_What is required_
Output exactly the lines spanning from the line containing "eddelbuettel, line 3: I" to the last line of the entries, inclusive.

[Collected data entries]

PR #209, opened 2024-08-15
use API variants of Calloc / Free

### LINKED ISSUE #208: digest fails to build with recent r-devel builds
The most recent r-devel builds now set `STRICT_R_HEADERS` on by default, which implies that these APIs are no longer available:

https://github.com/wch/r-source/blob/af085e9ea6c901381101afa8e3a8275a2ecdf95d/src/include/R_ext/RS.h#L52-L59

These are currently reported on CRAN under the "Strict" checks, as per https://www.stats.ox.ac.uk/pub/bdr/Strict/digest.out, but recent NEWS entries suggest this will likely be the default in the next release.

Fortunately, the fixes should be straightforward, and I can prepare a PR.

kevinushey:
Closes #208.

### DIFF
--- a/ChangeLog
+++ b/ChangeLog
@@ -1,3 +1,7 @@
+2024-08-15  Kevin Ushey  <kevinushey@gmail.com>
+
+	* src/raes.c: Calloc => R_Calloc; Free => R_Free
+
 2024-07-15  Dirk Eddelbuettel  <edd@debian.org>
 
 	* README.md: Switch some URLs from http to https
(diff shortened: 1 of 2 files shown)


ChangeLog
```diff
@@ -1,3 +1,7 @@
+2024-08-15  Kevin Ushey  <kevinushey@gmail.com>
+
+	* src/raes.c: Calloc => R_Calloc; Free => R_Free
```
eddelbuettel, line 3: I make that -> instead of => but all good.  Thanks for the PR ... and a ChangeLog entry!

eddelbuettel (approved):
:shipit:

_Task output_
eddelbuettel, line 3: I make that -> instead of => but all good.  Thanks for the PR ... and a ChangeLog entry!

eddelbuettel (approved):
:shipit:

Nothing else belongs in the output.